Data -
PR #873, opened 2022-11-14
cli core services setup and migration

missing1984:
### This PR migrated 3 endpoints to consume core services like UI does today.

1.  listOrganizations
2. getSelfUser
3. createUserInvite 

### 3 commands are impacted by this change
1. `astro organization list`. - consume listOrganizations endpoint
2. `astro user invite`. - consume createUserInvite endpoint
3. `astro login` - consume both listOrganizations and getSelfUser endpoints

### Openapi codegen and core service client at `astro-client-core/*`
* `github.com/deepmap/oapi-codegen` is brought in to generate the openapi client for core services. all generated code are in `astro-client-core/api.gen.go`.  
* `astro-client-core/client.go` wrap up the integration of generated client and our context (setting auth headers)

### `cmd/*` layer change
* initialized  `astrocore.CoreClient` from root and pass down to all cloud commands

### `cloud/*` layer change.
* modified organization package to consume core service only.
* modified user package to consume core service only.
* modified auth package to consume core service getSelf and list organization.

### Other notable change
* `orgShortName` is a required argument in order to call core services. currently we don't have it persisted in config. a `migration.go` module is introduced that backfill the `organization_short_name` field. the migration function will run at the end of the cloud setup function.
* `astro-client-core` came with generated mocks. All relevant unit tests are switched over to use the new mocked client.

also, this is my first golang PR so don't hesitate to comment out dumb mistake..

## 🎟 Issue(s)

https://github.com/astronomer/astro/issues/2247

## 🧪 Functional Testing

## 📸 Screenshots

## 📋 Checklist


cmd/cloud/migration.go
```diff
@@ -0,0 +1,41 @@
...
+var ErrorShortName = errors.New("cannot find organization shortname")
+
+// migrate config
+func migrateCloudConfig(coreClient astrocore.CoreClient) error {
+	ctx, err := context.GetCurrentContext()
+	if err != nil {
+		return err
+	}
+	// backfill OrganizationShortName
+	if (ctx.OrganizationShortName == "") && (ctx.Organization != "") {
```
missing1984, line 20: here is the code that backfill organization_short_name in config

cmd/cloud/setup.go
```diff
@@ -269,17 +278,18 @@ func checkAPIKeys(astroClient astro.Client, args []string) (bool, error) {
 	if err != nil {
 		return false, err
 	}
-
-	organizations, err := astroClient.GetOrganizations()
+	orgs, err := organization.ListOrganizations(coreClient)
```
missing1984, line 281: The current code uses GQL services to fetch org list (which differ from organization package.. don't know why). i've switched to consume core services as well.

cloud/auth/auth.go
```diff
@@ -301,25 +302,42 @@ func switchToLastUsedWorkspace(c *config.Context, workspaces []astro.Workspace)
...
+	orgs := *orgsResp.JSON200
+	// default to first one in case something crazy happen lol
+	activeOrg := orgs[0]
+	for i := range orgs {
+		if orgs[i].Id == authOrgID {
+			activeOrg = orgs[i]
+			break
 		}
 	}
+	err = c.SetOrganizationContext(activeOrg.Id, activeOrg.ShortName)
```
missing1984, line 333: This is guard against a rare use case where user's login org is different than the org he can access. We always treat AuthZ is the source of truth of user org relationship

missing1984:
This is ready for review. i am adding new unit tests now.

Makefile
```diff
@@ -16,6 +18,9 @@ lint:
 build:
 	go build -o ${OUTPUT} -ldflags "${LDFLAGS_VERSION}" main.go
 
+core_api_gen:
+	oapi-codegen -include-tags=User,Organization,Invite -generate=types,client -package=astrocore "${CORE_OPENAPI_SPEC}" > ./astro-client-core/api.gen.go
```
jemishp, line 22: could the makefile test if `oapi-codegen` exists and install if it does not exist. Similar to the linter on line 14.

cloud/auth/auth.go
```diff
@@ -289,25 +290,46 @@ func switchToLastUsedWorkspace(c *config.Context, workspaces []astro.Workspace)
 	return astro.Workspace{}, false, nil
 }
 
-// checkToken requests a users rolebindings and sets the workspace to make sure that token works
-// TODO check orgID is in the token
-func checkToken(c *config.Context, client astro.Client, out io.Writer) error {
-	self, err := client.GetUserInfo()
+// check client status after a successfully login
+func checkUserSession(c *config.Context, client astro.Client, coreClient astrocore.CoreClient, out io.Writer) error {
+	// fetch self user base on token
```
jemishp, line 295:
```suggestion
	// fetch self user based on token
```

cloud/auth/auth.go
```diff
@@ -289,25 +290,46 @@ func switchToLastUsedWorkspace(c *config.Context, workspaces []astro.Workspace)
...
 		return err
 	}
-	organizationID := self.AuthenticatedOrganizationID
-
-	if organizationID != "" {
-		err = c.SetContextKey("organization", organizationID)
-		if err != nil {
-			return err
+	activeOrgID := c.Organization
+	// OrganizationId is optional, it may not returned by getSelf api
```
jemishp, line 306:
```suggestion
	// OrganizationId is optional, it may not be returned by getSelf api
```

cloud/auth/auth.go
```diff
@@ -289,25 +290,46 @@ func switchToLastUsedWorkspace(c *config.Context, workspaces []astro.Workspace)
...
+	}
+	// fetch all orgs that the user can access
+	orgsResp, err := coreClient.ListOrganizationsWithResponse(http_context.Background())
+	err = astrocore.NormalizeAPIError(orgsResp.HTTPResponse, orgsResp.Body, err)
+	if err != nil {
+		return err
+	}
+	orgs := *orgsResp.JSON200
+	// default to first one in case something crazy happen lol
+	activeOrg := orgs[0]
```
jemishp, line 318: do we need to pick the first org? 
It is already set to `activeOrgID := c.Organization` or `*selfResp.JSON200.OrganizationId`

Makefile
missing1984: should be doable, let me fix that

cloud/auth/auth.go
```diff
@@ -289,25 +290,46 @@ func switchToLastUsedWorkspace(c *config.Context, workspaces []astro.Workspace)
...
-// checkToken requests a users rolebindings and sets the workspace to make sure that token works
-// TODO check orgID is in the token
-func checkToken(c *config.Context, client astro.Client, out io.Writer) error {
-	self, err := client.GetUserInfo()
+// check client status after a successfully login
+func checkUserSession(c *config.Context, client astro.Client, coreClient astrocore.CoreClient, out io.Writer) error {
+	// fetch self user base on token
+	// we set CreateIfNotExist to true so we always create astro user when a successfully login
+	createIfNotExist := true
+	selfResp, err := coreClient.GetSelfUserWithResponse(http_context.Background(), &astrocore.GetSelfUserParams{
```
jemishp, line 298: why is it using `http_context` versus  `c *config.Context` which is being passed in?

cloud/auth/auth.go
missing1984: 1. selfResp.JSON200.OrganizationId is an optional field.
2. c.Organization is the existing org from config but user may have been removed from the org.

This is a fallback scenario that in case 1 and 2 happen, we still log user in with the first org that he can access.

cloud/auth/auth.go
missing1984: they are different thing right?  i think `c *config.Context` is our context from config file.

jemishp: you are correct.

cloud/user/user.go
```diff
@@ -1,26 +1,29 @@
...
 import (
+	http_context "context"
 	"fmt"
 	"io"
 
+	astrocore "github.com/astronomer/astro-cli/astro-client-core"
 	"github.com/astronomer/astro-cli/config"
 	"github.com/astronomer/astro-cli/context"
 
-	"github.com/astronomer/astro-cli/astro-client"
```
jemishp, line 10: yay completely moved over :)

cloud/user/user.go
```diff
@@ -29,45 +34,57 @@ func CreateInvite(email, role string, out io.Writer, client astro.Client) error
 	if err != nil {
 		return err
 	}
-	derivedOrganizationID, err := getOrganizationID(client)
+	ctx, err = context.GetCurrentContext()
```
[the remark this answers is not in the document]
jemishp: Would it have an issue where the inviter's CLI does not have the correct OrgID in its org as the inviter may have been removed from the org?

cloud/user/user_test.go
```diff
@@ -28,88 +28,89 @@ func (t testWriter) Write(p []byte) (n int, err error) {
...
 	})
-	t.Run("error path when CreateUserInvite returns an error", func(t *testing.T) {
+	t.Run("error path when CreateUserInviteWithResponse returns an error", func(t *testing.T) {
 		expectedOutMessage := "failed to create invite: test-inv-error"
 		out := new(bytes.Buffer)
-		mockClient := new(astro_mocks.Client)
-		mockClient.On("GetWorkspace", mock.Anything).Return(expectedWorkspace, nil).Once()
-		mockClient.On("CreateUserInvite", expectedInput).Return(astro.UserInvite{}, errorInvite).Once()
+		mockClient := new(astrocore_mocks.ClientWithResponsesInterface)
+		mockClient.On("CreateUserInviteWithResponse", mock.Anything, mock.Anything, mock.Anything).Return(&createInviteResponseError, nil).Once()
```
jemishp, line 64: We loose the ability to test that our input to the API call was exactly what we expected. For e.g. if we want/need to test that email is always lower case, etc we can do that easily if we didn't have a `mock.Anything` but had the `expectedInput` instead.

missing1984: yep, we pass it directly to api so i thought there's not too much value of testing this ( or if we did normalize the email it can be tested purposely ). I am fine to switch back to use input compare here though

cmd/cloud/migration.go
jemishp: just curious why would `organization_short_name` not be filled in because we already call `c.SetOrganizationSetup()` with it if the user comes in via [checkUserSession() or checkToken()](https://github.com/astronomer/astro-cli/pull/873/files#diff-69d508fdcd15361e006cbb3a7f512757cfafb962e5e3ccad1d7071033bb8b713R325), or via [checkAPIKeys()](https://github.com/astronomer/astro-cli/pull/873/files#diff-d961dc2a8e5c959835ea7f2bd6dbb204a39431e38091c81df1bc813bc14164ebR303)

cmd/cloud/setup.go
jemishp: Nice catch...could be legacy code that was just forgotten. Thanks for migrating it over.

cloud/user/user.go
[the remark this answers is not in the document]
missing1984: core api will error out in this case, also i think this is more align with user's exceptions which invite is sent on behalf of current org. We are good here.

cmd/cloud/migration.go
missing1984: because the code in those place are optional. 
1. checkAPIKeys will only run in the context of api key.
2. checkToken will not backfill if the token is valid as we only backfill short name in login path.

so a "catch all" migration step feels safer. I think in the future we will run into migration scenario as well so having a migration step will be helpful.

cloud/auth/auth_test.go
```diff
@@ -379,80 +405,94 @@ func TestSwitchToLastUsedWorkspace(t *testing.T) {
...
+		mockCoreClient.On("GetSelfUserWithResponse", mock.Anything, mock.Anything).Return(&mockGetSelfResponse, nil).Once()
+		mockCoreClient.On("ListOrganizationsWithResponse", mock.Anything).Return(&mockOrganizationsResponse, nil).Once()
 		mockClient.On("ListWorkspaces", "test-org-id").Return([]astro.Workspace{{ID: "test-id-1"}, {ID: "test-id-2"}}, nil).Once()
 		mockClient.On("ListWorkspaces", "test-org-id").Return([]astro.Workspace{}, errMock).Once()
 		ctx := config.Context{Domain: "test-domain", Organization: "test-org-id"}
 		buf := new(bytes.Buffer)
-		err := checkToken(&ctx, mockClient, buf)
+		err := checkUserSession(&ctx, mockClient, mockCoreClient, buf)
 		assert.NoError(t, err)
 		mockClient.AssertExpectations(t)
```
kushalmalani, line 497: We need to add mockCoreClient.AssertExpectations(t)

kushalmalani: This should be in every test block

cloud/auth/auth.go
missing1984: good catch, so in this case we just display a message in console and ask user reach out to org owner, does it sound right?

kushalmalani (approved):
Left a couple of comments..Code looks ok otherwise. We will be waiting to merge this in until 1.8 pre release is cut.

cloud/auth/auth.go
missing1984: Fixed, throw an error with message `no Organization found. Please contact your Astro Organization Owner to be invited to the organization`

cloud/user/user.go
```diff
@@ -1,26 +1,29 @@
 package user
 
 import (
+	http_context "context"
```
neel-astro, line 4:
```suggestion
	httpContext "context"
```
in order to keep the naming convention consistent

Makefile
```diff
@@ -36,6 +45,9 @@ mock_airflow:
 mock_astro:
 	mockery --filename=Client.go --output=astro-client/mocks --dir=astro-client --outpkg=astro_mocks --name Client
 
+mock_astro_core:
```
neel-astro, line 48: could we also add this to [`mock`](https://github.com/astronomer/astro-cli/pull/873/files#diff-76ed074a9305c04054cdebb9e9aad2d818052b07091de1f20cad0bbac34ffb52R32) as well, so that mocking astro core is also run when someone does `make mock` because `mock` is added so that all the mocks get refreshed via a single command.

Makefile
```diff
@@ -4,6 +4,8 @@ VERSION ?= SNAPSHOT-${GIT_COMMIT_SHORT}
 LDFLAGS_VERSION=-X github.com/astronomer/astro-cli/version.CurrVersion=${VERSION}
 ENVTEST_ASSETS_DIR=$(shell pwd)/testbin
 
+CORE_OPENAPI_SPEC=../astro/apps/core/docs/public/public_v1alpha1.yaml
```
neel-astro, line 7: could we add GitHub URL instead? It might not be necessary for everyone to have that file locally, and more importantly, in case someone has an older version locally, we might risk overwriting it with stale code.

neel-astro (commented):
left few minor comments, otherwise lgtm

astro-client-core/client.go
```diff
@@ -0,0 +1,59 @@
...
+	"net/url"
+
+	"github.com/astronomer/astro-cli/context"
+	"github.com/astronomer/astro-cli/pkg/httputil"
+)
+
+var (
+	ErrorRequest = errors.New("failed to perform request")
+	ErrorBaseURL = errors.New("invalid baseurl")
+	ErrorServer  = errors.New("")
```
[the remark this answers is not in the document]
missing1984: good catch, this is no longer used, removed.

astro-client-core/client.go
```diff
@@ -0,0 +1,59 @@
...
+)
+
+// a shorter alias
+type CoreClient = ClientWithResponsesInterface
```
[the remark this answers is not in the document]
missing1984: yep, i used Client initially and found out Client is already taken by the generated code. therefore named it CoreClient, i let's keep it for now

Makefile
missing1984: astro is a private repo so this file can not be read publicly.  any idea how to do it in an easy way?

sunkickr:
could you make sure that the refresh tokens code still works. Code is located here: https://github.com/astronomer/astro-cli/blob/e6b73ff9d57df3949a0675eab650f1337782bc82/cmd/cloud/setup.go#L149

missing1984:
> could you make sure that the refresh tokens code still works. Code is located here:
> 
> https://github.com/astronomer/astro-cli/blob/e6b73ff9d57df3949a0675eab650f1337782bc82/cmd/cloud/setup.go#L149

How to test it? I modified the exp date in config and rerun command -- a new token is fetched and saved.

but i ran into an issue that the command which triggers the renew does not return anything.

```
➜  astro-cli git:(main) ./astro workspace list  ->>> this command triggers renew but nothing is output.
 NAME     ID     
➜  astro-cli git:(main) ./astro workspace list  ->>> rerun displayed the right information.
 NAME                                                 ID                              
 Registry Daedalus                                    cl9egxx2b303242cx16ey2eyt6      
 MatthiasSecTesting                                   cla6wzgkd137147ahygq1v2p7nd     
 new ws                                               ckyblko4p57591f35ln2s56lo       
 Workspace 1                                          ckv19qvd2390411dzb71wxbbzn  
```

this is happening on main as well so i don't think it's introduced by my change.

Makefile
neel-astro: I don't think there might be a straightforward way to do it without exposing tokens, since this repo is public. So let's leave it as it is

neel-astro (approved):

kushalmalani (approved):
* * *
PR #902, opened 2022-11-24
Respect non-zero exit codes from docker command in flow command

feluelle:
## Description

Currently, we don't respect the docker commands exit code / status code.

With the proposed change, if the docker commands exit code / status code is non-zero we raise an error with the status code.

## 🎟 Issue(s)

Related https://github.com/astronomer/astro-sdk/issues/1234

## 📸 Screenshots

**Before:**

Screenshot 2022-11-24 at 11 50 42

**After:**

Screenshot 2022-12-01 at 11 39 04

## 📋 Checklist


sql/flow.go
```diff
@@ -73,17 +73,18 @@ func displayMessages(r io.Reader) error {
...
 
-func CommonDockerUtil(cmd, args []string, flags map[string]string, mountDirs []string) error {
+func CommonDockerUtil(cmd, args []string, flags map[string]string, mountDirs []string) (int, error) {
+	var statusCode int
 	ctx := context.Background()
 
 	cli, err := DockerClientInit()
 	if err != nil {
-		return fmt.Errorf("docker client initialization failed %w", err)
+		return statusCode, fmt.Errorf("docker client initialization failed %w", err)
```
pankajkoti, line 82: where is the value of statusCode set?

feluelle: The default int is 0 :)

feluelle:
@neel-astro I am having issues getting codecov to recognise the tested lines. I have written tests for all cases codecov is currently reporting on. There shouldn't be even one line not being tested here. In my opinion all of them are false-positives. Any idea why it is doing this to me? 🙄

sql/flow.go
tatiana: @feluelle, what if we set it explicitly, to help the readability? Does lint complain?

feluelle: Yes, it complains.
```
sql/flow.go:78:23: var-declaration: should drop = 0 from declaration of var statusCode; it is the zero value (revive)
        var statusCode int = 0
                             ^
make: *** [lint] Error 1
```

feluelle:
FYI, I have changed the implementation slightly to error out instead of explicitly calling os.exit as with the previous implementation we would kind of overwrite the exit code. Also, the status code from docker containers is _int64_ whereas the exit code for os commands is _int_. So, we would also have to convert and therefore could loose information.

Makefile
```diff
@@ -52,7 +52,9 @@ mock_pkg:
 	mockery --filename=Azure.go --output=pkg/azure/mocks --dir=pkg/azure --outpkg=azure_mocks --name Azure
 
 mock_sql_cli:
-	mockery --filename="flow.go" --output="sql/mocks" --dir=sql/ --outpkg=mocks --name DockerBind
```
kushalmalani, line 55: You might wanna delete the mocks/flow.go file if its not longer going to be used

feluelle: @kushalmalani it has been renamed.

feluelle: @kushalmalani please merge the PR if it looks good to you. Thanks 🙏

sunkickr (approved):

Assignment - Say how many lines in the listing above include "CommonDockerUtil". Give nothing but the number.

Response box - 2